# Question about Banach's fixed point theorem

Let $$(x_n) _{n\ge 1}$$ be a sequence and $$f:\mathbb{R} \to \mathbb{R}$$ a contraction. I know that if $$x_{n+1} =f(x_n)$$ then $$(x_n) _{n\ge 1}$$ converges to $$f$$'s unique fixed point by Banach' s fixed point theorem. What if $$x_n=f(x_{n+1})$$? Can we somehow extend the theorem?

• Just as a note, if $f$ is not injective, i.e. constant, one is already in big trouble as $x_{n+1}$ might not be well-defined. – Jonas Lenz Mar 9 at 17:37
• Yes, I forgot to mention that we suppose the sequence is well-defined. – MathEnthusiast Mar 9 at 17:43

No I do not believe so. Consider $$f$$ defined by $$x\mapsto \frac{x}{2}$$ and $$x_0=1$$. As $$f$$ is a bijection we must then have $$x_n=2^n$$ for each $$n\in \mathbb N$$. Quite cleary $$(x_n)$$ does not converge to the fixed point of $$f$$, which is $$0$$.

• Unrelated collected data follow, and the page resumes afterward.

PR #213, opened 2018-08-23
Add Mac specific FileBasedLock implementation

### LINKED ISSUE #211: Mac: FileBasedLock does not work as expected on Mac
`FileBasedLock` relies on Windows specific behavior, and because the locking is not working as expected the functional tests are occasionally failing.

Examples:

https://mseng.visualstudio.com/VSOnline/_build/results?buildId=7054343&view=logs

https://mseng.visualstudio.com/VSOnline/VSOnline%20Team/_build/results?buildId=7047738&_a=summary&view=logs

wilbaker:
Fixes #211 

*Issue*

The previous implementation of `FileBasedLock` is that it depended on Windows specific file sharing rules\behavior.

*Changes*

- Move `FileBasedLock` to the Windows platform project and rename it to `WindowsFileBasedLock`
- Create a new `MacFileBasedLock` that uses `flock` for locking on Mac
- Add a new abstract `FileBasedLock` that is implemented by the two platform specific classes mentioned above.
- Add `CreateFileBasedLock` to the `GVFSPlatform`

Note that with this change it's the `flock` that ensures\indicates exclusive access (unlike on Windows where the lock file being present indicates ownership of the lock)


GVFS/GVFS.Platform.Mac/MacFileBasedLock.cs
```diff
@@ -0,0 +1,119 @@
...
+                }
+
+                this.Tracer.RelatedInfo($"Lock released: '{this.LockPath}'");
+
+                this.lockAcquired = false;
+            }
+
+            if (this.lockFileDescriptor != InvalidFileDescriptor)
+            {
+                if (Close(this.lockFileDescriptor) != 0)
```
wilbaker: @sanoursa note that with the current changes the lock file is not removed from the file system.  This allows us to avoid the race conditions described here:

https://stackoverflow.com/questions/17708885/flock-removing-locked-file-without-race-condition
https://stackoverflow.com/questions/33166460/how-to-delete-a-locked-flock-file-without-race-condition-before-or-after-rele

It appears that there *are* some options for removing it if we play some tricks with `stat`, but unless you see a major issue with this approach I'm thinking we stick with this simpler approach and avoid the complexity\races of attempting to delete this file.

Note that if we were not cross platform we could `flock` the file we're interested in itself (e.g. `mapping.dat`) but to keep the cross-platform code simple and consistent it's easiest if we use a separate file on Mac like we do on Windows.

GVFS/GVFS.Platform.Mac/MacFileBasedLock.cs
```diff
@@ -0,0 +1,119 @@
...
+        public override bool TryAcquireLock()
+        {
+            if (this.lockAcquired)
+            {
+                return true;
+            }
+
+            if (this.lockFileDescriptor == InvalidFileDescriptor)
+            {
+                this.lockFileDescriptor = Creat(this.LockPath, Convert.ToInt32("644", 8));
```
wilbaker: - Use `open` instead of `creat` to make intention clearer
- Don't truncate file on open as at that point we have not acquired the `flock` yet

sanoursa: Is 644 always the right mode? What if someone has left this file behind with a different mode on it?

GVFS/GVFS.Platform.Mac/MacFileBasedLock.cs
```diff
@@ -0,0 +1,119 @@
...
+        private static extern int Creat(string pathname, int mode);
+
+        [DllImport("libc", EntryPoint = "write", SetLastError = true)]
+        private static extern long Write(int fd, byte[] buf, ulong count);
+
+        [DllImport("libc", EntryPoint = "close", SetLastError = true)]
+        private static extern int Close(int fd);
+
+        [DllImport("libc", EntryPoint = "flock", SetLastError = true)]
+        private static extern int Flock(int fd, int operation);
```
sanoursa: Nit: I would capitalize this as `FLock`

GVFS/GVFS.Platform.Mac/MacFileBasedLock.cs
```diff
@@ -0,0 +1,119 @@
...
+
+                    return false;
+                }
+            }
+
+            if (Flock(this.lockFileDescriptor, LockEx | LockNb) != 0)
+            {
+                int errno = Marshal.GetLastWin32Error();
+
+                // Log error if not EWOULDBLOCK
```
sanoursa: Is this comment accurate? I don't see an `if` in here

GVFS/GVFS.Platform.Mac/MacFileBasedLock.cs
```diff
@@ -0,0 +1,119 @@
...
+            if (bytesWritten == -1)
+            {
+                int errno = Marshal.GetLastWin32Error();
+
+                this.Tracer.RelatedWarning($"Failed to write signature for '{this.LockPath}': {errno}");
+            }
+
+            this.Tracer.RelatedInfo($"Lock acquired for for '{this.LockPath}'");
+
+            return true;
```
sanoursa: Should we be setting `this.lockAcquired = true` here?

GVFS/GVFS.Platform.Mac/MacFileBasedLock.cs
```diff
@@ -0,0 +1,119 @@
...
+        }
+
+        public override void Dispose()
+        {
+            if (this.lockAcquired)
+            {
+                if (Flock(this.lockFileDescriptor, LockUn) != 0)
+                {
+                    this.Tracer.RelatedWarning($"Failed to release lock for: '{this.LockPath}'");
```
sanoursa: Then maybe `IDisposable` isn't the proper interface for this class. Do we need a `TryUnlock` instead so we can retry?

sanoursa: And should we avoid clearing `lockAcquired` when this happens?

GVFS/GVFS.Common/FileBasedLock.cs
```diff
@@ -1,300 +1,30 @@
...
-    public class FileBasedLock : IDisposable
+    public abstract class FileBasedLock : IDisposable
     {
-        private const int HResultErrorSharingViolation = -2147024864; // -2147024864 = 0x80070020 = ERROR_SHARING_VIOLATION
-        private const int HResultErrorFileExists = -2147024816; // -2147024816 = 0x80070050 = ERROR_FILE_EXISTS
-        private const int DefaultStreamWriterBufferSize = 1024; // Copied from: http://referencesource.microsoft.com/#mscorlib/system/io/streamwriter.cs,5516ce201dc06b5f
-        private const long InvalidFileLength = -1;
-        private const string EtwArea = nameof(FileBasedLock);
-        private static readonly Encoding UTF8NoBOM = new UTF8Encoding(false, true); // Default encoding used by StreamWriter
+        protected readonly PhysicalFileSystem FileSystem;
```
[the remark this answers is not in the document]
wilbaker: Sure I'll make the change

GVFS/GVFS.Common/FileBasedLock.cs
```diff
@@ -1,300 +1,30 @@
...
-            {
-                this.Signature = signature;
-                this.Message = message;
-            }
-
-            public string Signature { get; }
-
-            public string Message { get; }
-        }
+        public abstract void Dispose();
```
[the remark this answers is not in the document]
wilbaker: Yeah, this might be leftover from when I was moving things around, let me try removing it

GVFS/GVFS.Platform.Mac/MacFileBasedLock.cs
wilbaker: I think this code will be clearer with the switch to `open` (`creat` is the same as `open` with the flags we're interested in here).  

The `mode` parameter is only used when creating a new file, it's ignored if the file already exists:

> The mode argument specifies the file mode bits be applied when
              a new file is created.  This argument must be supplied when
              O_CREAT or O_TMPFILE is specified in flags; if neither O_CREAT
              nor O_TMPFILE is specified, then mode is ignored.  The
              effective mode is modified by the process's umask in the usual
              way: in the absence of a default ACL, the mode of the created
              file is (mode & ~umask).  Note that this mode applies only to
              future accesses of the newly created file;

http://man7.org/linux/man-pages/man2/open.2.html

GVFS/GVFS.Platform.Mac/MacFileBasedLock.cs
wilbaker: This is still WIP, for now I'm logging everything just to make sure things are working as expected

GVFS/GVFS.Platform.Mac/MacFileBasedLock.cs
wilbaker: Yes we should, good catch :)

GVFS/GVFS.Platform.Mac/MacFileBasedLock.cs
wilbaker: :+1:

GVFS/GVFS.Platform.Mac/MacFileBasedLock.cs
wilbaker: Reading through the comments for `flock` the lock will be released automatically when the file descriptor is closed, and so strictly speaking I don't think we need this call in the first place:

> Locks created by flock() are associated with an open file description
       (see open(2)).  This means that duplicate file descriptors (created
       by, for example, fork(2) or dup(2)) refer to the same lock, and this
       lock may be modified or released using any of these file descriptors.
       Furthermore, the lock is released either by an explicit LOCK_UN
       operation on any of these duplicate file descriptors, or when all
       such file descriptors have been closed.

http://man7.org/linux/man-pages/man2/flock.2.html

(Note also that all the error values described for `flock` only apply when acquiring the lock and not releasing it)

wilbaker: Note also that if `close` fails it should not be retried, as the `fd` has been successfully released (any errors are just for diagnostic purposes):

> A careful programmer will check the return value of close(), since it
       is quite possible that errors on a previous write(2) operation are
       reported only on the final close() that releases the open file
       description.  Failing to check the return value when closing a file
       may lead to silent loss of data.  This can especially be observed
       with NFS and with disk quota.
>
>Note, however, that a failure return should be used only for
       diagnostic purposes (i.e., a warning to the application that there
       may still be I/O pending or there may have been failed I/O) or
       remedial purposes (e.g., writing the file once more or creating a
       backup).
>
>  Retrying the close() after a failure return is the wrong thing to do,
       since this may cause a reused file descriptor from another thread to
       be closed.  This can occur because the Linux kernel always releases
       the file descriptor early in the close operation, freeing it for
       reuse; the steps that may return an error, such as flushing data to
       the filesystem or device, occur only later in the close operation.

http://man7.org/linux/man-pages/man2/close.2.html

GVFS/GVFS.Common/FileBasedLock.cs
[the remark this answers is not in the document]
wilbaker: It ends up the abstract `Dispose` is required, without it we get the error:

`FileBasedLock.cs(7,43): error CS0535: 'FileBasedLock' does not implement interface member 'IDisposable.Dispose()' [/Users/wilbaker/Repos/VFSForGit/src/GVFS/GVFS.Common/GVFS.Common.csproj]`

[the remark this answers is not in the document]
sanoursa: Yea you're right. I must be spending too much time in C++ these days :-)

GVFS/GVFS.UnitTests.Windows/Windows/WindowsFileBasedLockTests.cs
```diff
@@ -1,14 +1,15 @@
...
 
-namespace GVFS.UnitTests.Common
+namespace GVFS.UnitTests.Windows
 {
     [TestFixture]
-    public class FileBasedLockTests
+    public class WindowsFileBasedLockTests
     {
         [TestCase]
         public void CreateLockWhenDirectoryMissing()
```
wilbaker: Check if this scenario works on Mac

GVFS/GVFS.Platform.Mac/MacFileBasedLock.cs
```diff
@@ -0,0 +1,159 @@
...
+using System;
+using System.Runtime.InteropServices;
+using System.Text;
+
+namespace GVFS.Platform.Mac
+{
+    public class MacFileBasedLock : FileBasedLock
+    {
+        // #define O_WRONLY    0x0001      /* open for writing only */
+        private const int OpenWriteOnly = 0x0001;
```
sanoursa: Nit: since you created a `NativeMethods` subclass (which I like), I would also move all of these constants inside there since that is the only context in which the constants are needed

GVFS/GVFS.Platform.Mac/MacFileBasedLock.cs
```diff
@@ -0,0 +1,159 @@
...
+            ITracer tracer,
+            string lockPath,
+            string signature)
+            : base(fileSystem, tracer, lockPath, signature) 
+        {
+            this.lockFileDescriptor = InvalidFileDescriptor;
+        }
+
+        [Flags]
+        private enum FLockOperations
```
sanoursa: Also a nit: you're currently using constants for some and an enum for others. I would keep them consistent, and the constants seem to make the usage less cluttered (no need for a cast)

GVFS/GVFS.Platform.Mac/MacFileBasedLock.cs
```diff
@@ -0,0 +1,159 @@
...
+            {
+                byte[] signatureBytes = Encoding.UTF8.GetBytes(this.Signature);
+                long bytesWritten = NativeMethods.Write(
+                    this.lockFileDescriptor,
+                    signatureBytes,
+                    Convert.ToUInt64(signatureBytes.Length));
+
+                if (bytesWritten == -1)
+                {
+                    int errno = Marshal.GetLastWin32Error();
```
sanoursa: Why are we still returning true if we hit this, or the other error right below it? Should we fail here?

GVFS/GVFS.Platform.Mac/MacFileBasedLock.cs
```diff
@@ -0,0 +1,159 @@
...
+            return true;
+        }
+
+        public override void Dispose()
+        {
+            if (this.lockFileDescriptor != InvalidFileDescriptor)
+            {
+                if (NativeMethods.Close(this.lockFileDescriptor) != 0)
+                {
+                    int errno = Marshal.GetLastWin32Error();
```
sanoursa: I would suggest leaving a comment here that an error from close is advisory only

GVFS/GVFS.Platform.Windows/WindowsFileBasedLock.cs
```diff
@@ -0,0 +1,157 @@
...
+using GVFS.Common.FileSystem;
+using GVFS.Common.Tracing;
+using System;
+using System.ComponentModel;
+using System.IO;
+using System.Text;
+
+namespace GVFS.Platform.Windows
+{
+    public class WindowsFileBasedLock : FileBasedLock
```
sanoursa: I'm guessing there are no meaningful changes in this code compared to the old `FileBasedLock`?

ProjFS.Mac/PrjFSLib/PrjFSLib.cpp
```diff
@@ -331,6 +331,7 @@ PrjFS_Result PrjFS_WritePlaceholderFile(
         goto CleanupAndFail;
     }
     
+    // TODO(Mac): Only call chmod is fileMode is different than the default file mode
```
sanoursa: Good call

GVFS/GVFS.Platform.Mac/MacFileBasedLock.cs
wilbaker: Thats a good idea, I'll move these

GVFS/GVFS.Platform.Mac/MacFileBasedLock.cs
wilbaker: I'll make them all contants

GVFS/GVFS.Platform.Mac/MacFileBasedLock.cs
wilbaker: > Why are we still returning true if we hit this

We're returning true because `FLock` successfully acquired the lock

> or the other error right below it? Should we fail here?

I don't think that we need to.  Currently the signature is only to help with diagnostics, it need not be written for the locking to work correctly.  (I also considered not writing the signature at all, it would speed things up and eliminate a class of possible failures, thoughts on that option?)

GVFS/GVFS.Platform.Mac/MacFileBasedLock.cs
wilbaker: :+1:

GVFS/GVFS.Platform.Windows/WindowsFileBasedLock.cs
wilbaker: There were a lot of changes to this file to remove dead code and clean up the interface.

If you'd like to see the changes you can check out the first commit:

https://github.com/Microsoft/VFSForGit/pull/213/commits/2ab1b2b6d7275e0a7af42a0bf8e2bf158fb52d7f

I did not perform the file rename in that commit to make it easier to see the diffs in this file (see GVFS/GVFS.Common/FileBasedLock.cs in the above commit)

ProjFS.Mac/PrjFSLib/PrjFSLib.cpp
wilbaker: I see I made a typo in this comment, I'll fix that up

GVFS/GVFS.Platform.Windows/WindowsFileBasedLock.cs
wilbaker: (Note that these changes pre-dated the creation of the abstract FileBasedLock, and so the private members were not yet moved out)

GVFS/GVFS.Platform.Mac/MacFileBasedLock.cs
sanoursa: Yea that's a good point. The reason we added the signature in the first place is that we were also creating the index.lock from the mount process. It was useful to know, for diagnostics, if an abandoned index.lock had been created by git or by us. Now that we no longer create the index.lock... is the signature adding any value at all? Even on Windows? We could just drop it if it's not serving a purpose any longer.

GVFS/GVFS.Platform.Windows/WindowsFileBasedLock.cs
```diff
@@ -0,0 +1,135 @@
...
+
+        public override bool TryAcquireLock()
+        {
+            try
+            {
+                lock (this.deleteOnCloseStreamLock)
+                {
+                    if (this.deleteOnCloseStream != null)
+                    {
+                        throw new InvalidOperationException("Lock has already been acquired");
```
wilbaker: @sanoursa let me know what you think of this change (to throw an exception) in my latest commit.

I made this change (rather than returning `true`) to help enforce the rule that `TryAcquireLock` should not be called on a `FileBasedLock` after it has successfully acquired the lock.

sanoursa: Throwing `InvalidOperationException` makes perfect sense here. A re-entrant usage of this lock violates its contract and could result in other bugs if we don't make that obvious.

Because $$f$$ is a retraction any sequence satisfying this new property must tend to infinity (I'm assuming strict retraction), as long as your initial element of the sequence isn't a fixed point. If $$f$$ is invertible then we would require the inverse to be a retraction for something similar to hold.